Ive tried other alternative solutions like slicing the input string on the \n and inferencing these separate pieces as a batch and merging them together, but concurrent throughput in my application suffers.

please let me know incase of a possible solution or a hacky way of how i could achieve this

StephennFernandes commented 7 months ago

@prajdabre @jaygala24 hey guys could you please help with this.

I already do use paragraph_batch_translate_multilingual function to batch translate long paragraphs, however each sample in the batch is used for a single users request and multiple concurrent requests are combined as a single batch (sort of my my own way of dynamic batching)

jaygala24 commented 7 months ago

IndicTrans2 currently only supports translation at the sentence level. There's no guarantee that the model will preserve newline characters \n, so I would recommend you to segment the data based on \n and then utilize the paragraph_batch_translate_multilingual function for translation and then rejoin using \n.

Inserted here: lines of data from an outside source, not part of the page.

PR #5651, opened 2019-04-02
PISTON-724: Handled crossbar 'storage' validation when no 'attachment' is supplied in the request body

bradfordben:
If a storage object is created through CB without a 'attachment' the request will crash

I have added a case to handle wen no 'attachment' is supplied and skip validation of the attachment settings

### DIFF
--- a/applications/crossbar/src/modules/cb_storage.erl
+++ b/applications/crossbar/src/modules/cb_storage.erl
@@ -401,7 +401,7 @@ maybe_check_storage_settings(Context, ReqVerb) when ReqVerb =:= ?HTTP_PUT
     case cb_context:resp_status(Context) of
         'success' when ValidateSettings ->
             lager:debug("validating storage settings"),
-            Attachments = kz_json:get_json_value(<<"attachments">>, cb_context:doc(Context)),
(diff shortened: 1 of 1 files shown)


lazedo:
@bradfordben can't you do this with https://github.com/2600hz/kazoo/pull/5651/files#diff-94b118f9598944135d11dbe22b487207L407 ?

bradfordben:
You can but i feel its not acceptable to force the user to append the URL with "validate_settings=false" and also set "sup kzs_plan disallow_validation_overrides" when you are not defining an "attachment"

In the CB "storage" spec you will see that "attachment" is not a required field but when you post a "storage" object it will try and validate the "attachment" and if its not set the code will crash as there is no function to handle this clause of 'undefined'

So this solution just handles the case where there is no "attachment" is defined in the storage object and skips the validation of the "attachment" as its not necessary when its not present.

lazedo:
you can send it as an empty object, schema may change to require it.

lazedo:
or you can change here https://github.com/2600hz/kazoo/pull/5651/files#diff-94b118f9598944135d11dbe22b487207L404 to default to kz_json:new()

bradfordben:
Thanks, ive made the change as you suggested and set the default value to a empty kz_json. Its a cleaner fix.

lazedo:
@bradfordben thanks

StephennFernandes commented 7 months ago

@jaygala24 thanks a lot Jay.

addtionally, could you please confirm if paragraph_batch_translate_multilingual can translate extremely long context (ie beyond 256 tokens) as I`ve been getting really long context results back when using as a script. But strangely, the function randomly throws a warning stating that the sentence is long and truncating to 256 tokens.

whats the context length for paragraph_batch_translate_multilingual ? how long of a sentence can i feed in without causing any issues ?

PranjalChitale commented 7 months ago

@StephennFernandes

The IndicTrans2 model is trained with a max_seq_len of 256 tokens. The paragraph_batch_translate_multilingual function operates by implicitly dividing paragraphs into individual sentences for translation, and then reassembling them. However, if a paragraph lacks appropriate sentence delimiters, the sentence splitting won't occur, resulting in a chunk larger than 256 tokens being passed and this is what triggers the warning.

This scenario is a corner case, primarily arising from documents lacking proper sentence delimiters. Without these delimiters, it is not possible to break the paragraph into constituent sentences. In such cases, the only viable option is to employ a sliding window approach. If any sentence in the batch exceeds 256 tokens, use the sliding window approach to further break it into chunks of 256 tokens, translate, and rejoin. It's important to note that translation quality cannot be guaranteed in these instances, as sentences are improperly segmented, and the model is not trained to handle such cases.

jaygala24 commented 6 months ago

Closing this issue due to inactivity. Feel free to re-open the issue in case of any queries. Thanks!